DATA PROVIDED below:
PR #91, opened 2020-07-13
Feature: GenerateFileSharingLink

perfectmak:
**CHANGELOG**
- Encrypts file from Buckets with a new temp key
- Uploads encrypted file to ipfs
- OpenPublicSharedFile rpc call to decrypt and return its file location for opening

Sample Response via the rest interface (uploaded our LICENSE file):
End of DATA PROVIDED.
PROBLEM DETAILS: What is needed is an exact copy of every record above.

FINISHED EXERCISE:
PR #91, opened 2020-07-13
Feature: GenerateFileSharingLink

perfectmak:
**CHANGELOG**
- Encrypts file from Buckets with a new temp key
- Uploads encrypted file to ipfs
- OpenPublicSharedFile rpc call to decrypt and return its file location for opening

Sample Response via the rest interface (uploaded our LICENSE file):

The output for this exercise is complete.